Alternatively, the groove can have two side walls and a bottom wall
located between the two side walls. The side walls may be parallel
to one another or at an angle to one another. The bottom wall can
be flat, i.e., perpendicular to one of the side walls, or tapered,
i.e., angled relative to an axis defined by the open section.
[0011] Like the first rolled section, the second rolled section can
comprise a gap.
[0012] In still yet another feature of the present embodiment, a
stamped electrical contact assembly is provided. The assembly
comprises a spring groove housing formed at a first end of a
cut-out section having a circular body portion defining an open
section. A groove is formed by bending a portion of the circular
body portion along at least one line segment joining two points on
a curve on the circumference of the circular section. A crimp
assembly for retaining a cable or wire is formed at a second end of
the cut-out section and coupled to the spring groove housing via a
bridge section. A canted coil spring is retained in the groove and
having a portion of the canted coil spring exposed within the open
section.
[0013] In one example, the circular body portion comprises one or
more cut sections to enable bending at least along two line
segments.
[0014] The open section can define an axis that is generally
perpendicular to an axis defined by the bridge section.
[0015] The groove can comprise at least two different groove
configurations formed along the first end. For example, one groove
section can have a V-shape configuration while the other section of
the groove can have a straight wall with a single tapered wall,
like a modified V-shape with one of the walls being generally
straight, i.e., non-tapered.
[0016] A gap may be included at the second end, which defines a
line that is generally perpendicular to an axis defined by the open
section.
[0017] A further feature of the present embodiment is a method for
making a stamped electrical contact assembly. The method comprises
the steps of stamping a blank to create a preformed shape, forming
a first rolled section at a first end of the preformed shape by
rolling at least a portion of the preformed shape, the first rolled
section defining an open section and a groove, and forming a second
rolled section at a second end of the preformed shaped by rolling
at least a portion of the second rolled section, the second rolled
section coupled to the first rolled section by a bridge section.

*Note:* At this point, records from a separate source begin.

PR #4069, opened 2026-07-01
Improve reasoning content handling in response logic

TooYoungTooSimp:
Enhance reasoning content retrieval by falling back to 'reasoning' if 'reasoning_content' is absent or empty. In some selfhosted openai-like server serving deepseek, the response.delta may contains reasoning rather than reasoning_content. So the client like codex does not recognize the thinking process.
The fork is tested and in codex Ctrl+T, the thinking process shows correctly.


TooYoungTooSimp:
seems there's a path guard, then maintainers may feel free to adapt this idea

luispater (approved):

PR #4088, opened 2026-07-02
fix: retry Codex refresh on token invalidation

### LINKED ISSUE #4087: Codex token_invalidated should refresh current auth before fallback
## Summary

When a Codex OAuth access token returns `401 token_invalidated`, CLIProxyAPI currently suspends the auth/model and immediately falls through to the next available auth. It does not first call the executor's existing `Refresh()` implementation for that auth.

This means a primary Codex account can remain bypassed after an access-token invalidation even when its refresh token could recover the session. The user-visible behavior is that a backup account is used before the primary account is rechecked.

## Reproduction / evidence

Using v7.2.49 with two Codex auth files and `fill-first` routing:

1. Primary Codex auth returns `401 token_invalidated` from `/backend-api/codex/responses`.
2. Logs show the primary auth is suspended for the model.
3. The next auth is selected and the request succeeds.
4. No `codex executor: refresh called` log appears before fallback.

Observed log shape:

```text
Use OAuth provider=codex auth_file=<primary> for model gpt-5.5
request error, error status: 401, error message: Your authentication token has been invalidated. Please try signing in again.
Suspended client <primary> for model gpt-5.5: unauthorized
Use OAuth provider=codex auth_file=<backup> for model gpt-5.5
200 POST /v1/chat/completions
```

## Expected behavior

Before suspending/falling back on `401 token_invalidated`, CLIProxyAPI should:

1. Call `CodexExecutor.Refresh()` for the current auth.
2. Retry the same request once with the refreshed auth if refresh succeeds.
3. Only fall back/suspend if refresh fails or the retry also fails.

This avoids unnecessary backup-account usage when refresh can recover the primary auth.

kilhyeonjun:
## Summary

- detect Codex `401 token_invalidated` responses
- call the existing `CodexExecutor.Refresh()` path before suspending/falling back
- retry the same request once with refreshed auth for normal, compact, and streaming Codex responses
- add regression tests for non-stream, stream, and token-invalidated detection

Closes #4087

## Test plan

- `go test ./internal/runtime/executor -run 'TestCodexExecutorExecuteRefreshesAndRetriesTokenInvalidated|TestCodexExecutorExecuteStreamRefreshesAndRetriesTokenInvalidated|TestIsCodexTokenInvalidatedResponse' -count=1`
- `go test ./... -count=1`
- Manual smoke with two Codex auth files on v7.2.49 latest:
  - unpatched latest: primary `token_invalidated` immediately suspended/fell back
  - patched latest: primary `token_invalidated` called refresh first, then fell back only after refresh returned `refresh_token_invalidated`

### DIFF
--- a/internal/runtime/executor/codex_executor.go
+++ b/internal/runtime/executor/codex_executor.go
@@ -39,6 +39,10 @@ const (
 	codexDefaultImageToolModel = "gpt-image-2"
 )
 
+var refreshCodexAuthForTokenInvalidatedRetry = func(ctx context.Context, e *CodexExecutor, auth *cliproxyauth.Auth) (*cliproxyauth.Auth, error) {
+	return e.Refresh(ctx, auth)
+}
+
 var dataTag = []byte("data:")
 
 // Streamed Codex responses may emit response.output_item.done events while leaving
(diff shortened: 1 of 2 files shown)


kilhyeonjun:
Addressed the automated review findings in `3548ee71`.

Changes:
- Avoid reassigning `httpResp` until the refreshed retry request succeeds, so a retry transport error cannot leave the deferred close pointing at a nil response.
- Applied the same temporary retry response pattern to normal, compact, and streaming retry paths.
- Clear Codex reasoning replay cache when the refreshed retry returns an invalid thinking-signature / invalid encrypted-content error.
- Added regression coverage for retry transport failure and retry invalid-signature replay clearing.

Local verification:
- `go test ./internal/runtime/executor -run 'TestCodexExecutorExecuteRefresh|TestIsCodexTokenInvalidatedResponse' -count=1`
- `go build -o /tmp/cli-proxy-api-4088 ./cmd/server`
- `go test ./... -count=1`
- `git diff --check`

kilhyeonjun:
Addressed the automated review feedback in `3548ee71e0d9eafbbca629c458c6a8536dcc7b3c`.

Summary:
- avoid clobbering `httpResp` when the refresh retry fails at the transport layer
- keep the original response close path safe by assigning `httpResp` only after a successful retry response
- apply invalid reasoning replay cleanup to retry error responses
- added regression coverage for retry transport failure and retry invalid-signature cleanup

Local verification:

```bash
go test ./internal/runtime/executor -count=1
```

Result: PASS.

Current PR checks are also green.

The method further comprising retaining a canted coil spring in the
groove so that at least a portion of the canted coil spring is
exposed within the open section. In one example, the first rolled
section is rolled along an outer axis and the second section is
rolled along the same outer axis.
[0018] The method further can comprise placing a cable at the
second end before forming the second rolled section.
[0019] The first rolled section can comprise at least one cut
section to enable folding at least two adjacent sections of the
first rolled section.
[0020] In any of the described embodiments, the spring can be made
from a multi-metallic wire. The wire can include a highly
conductive inner core with a less conductive but higher tensile
strength outer layer. For example, the wire can include a copper or
copper alloy inner core with a stainless steel outer layer.
Alternative, the metallurgy can reverse with the more conductive
material on the outside.
BRIEF DESCRIPTION OF THE DRAWINGS
[0021] The various embodiments of the present electrical contact
assembly will be discussed in detail with an emphasis on
highlighting the advantageous features. These embodiments depict
the novel and non-obvious electrical contact assembly shown in the
accompanying drawings, which are for illustrative purposes only.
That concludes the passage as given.